Segment Start: Records supplied

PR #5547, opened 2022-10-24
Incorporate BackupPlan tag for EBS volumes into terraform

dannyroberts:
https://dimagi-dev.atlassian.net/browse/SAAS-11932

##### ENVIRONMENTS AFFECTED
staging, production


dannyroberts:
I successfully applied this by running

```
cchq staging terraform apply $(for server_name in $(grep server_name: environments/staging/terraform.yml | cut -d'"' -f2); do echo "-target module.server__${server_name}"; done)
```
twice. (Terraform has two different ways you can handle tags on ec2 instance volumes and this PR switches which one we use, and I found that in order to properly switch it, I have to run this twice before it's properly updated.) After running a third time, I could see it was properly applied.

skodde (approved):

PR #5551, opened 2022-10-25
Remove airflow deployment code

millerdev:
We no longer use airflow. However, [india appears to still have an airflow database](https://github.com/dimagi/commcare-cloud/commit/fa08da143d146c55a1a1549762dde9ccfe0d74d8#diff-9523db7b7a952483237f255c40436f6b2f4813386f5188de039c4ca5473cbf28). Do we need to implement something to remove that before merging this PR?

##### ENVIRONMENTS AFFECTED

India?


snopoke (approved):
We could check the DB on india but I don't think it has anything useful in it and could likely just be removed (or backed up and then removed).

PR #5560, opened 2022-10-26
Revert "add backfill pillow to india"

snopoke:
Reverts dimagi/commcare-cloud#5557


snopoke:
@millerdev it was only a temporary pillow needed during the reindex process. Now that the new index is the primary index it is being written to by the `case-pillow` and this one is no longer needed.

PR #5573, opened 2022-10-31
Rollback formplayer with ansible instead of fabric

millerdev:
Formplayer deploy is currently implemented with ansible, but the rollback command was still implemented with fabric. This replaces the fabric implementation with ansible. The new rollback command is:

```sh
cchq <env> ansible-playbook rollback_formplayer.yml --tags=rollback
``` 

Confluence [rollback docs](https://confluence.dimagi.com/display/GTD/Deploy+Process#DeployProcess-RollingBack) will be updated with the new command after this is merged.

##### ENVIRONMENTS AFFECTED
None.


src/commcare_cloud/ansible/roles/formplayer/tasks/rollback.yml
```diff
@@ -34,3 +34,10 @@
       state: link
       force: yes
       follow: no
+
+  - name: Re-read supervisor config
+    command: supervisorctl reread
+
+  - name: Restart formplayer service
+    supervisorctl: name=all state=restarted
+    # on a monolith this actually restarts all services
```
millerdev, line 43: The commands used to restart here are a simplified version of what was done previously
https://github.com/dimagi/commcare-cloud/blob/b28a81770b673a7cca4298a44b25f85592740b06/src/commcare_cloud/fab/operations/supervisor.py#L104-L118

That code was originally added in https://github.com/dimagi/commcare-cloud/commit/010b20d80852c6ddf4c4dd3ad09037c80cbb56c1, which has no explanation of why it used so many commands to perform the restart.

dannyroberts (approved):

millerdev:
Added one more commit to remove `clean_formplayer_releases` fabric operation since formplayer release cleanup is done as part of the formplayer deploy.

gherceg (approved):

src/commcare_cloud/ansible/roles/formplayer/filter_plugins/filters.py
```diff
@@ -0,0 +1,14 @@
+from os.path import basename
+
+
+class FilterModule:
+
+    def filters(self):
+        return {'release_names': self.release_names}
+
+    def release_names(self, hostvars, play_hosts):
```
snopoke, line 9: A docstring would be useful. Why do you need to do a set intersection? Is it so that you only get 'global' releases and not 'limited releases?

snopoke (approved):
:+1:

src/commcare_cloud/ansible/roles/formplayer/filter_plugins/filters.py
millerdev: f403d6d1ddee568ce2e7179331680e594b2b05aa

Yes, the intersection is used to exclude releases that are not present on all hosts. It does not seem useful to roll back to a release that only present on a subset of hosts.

Segment End: Records supplied

# Goal of the exercise:
Go through the data and gather every line that holds "longer".

# Your solution:
We no longer use airflow. However, [india appears to still have an airflow database](https://github.com/dimagi/commcare-cloud/commit/fa08da143d146c55a1a1549762dde9ccfe0d74d8#diff-9523db7b7a952483237f255c40436f6b2f4813386f5188de039c4ca5473cbf28). Do we need to implement something to remove that before merging this PR?
@millerdev it was only a temporary pillow needed during the reindex process. Now that the new index is the primary index it is being written to by the `case-pillow` and this one is no longer needed.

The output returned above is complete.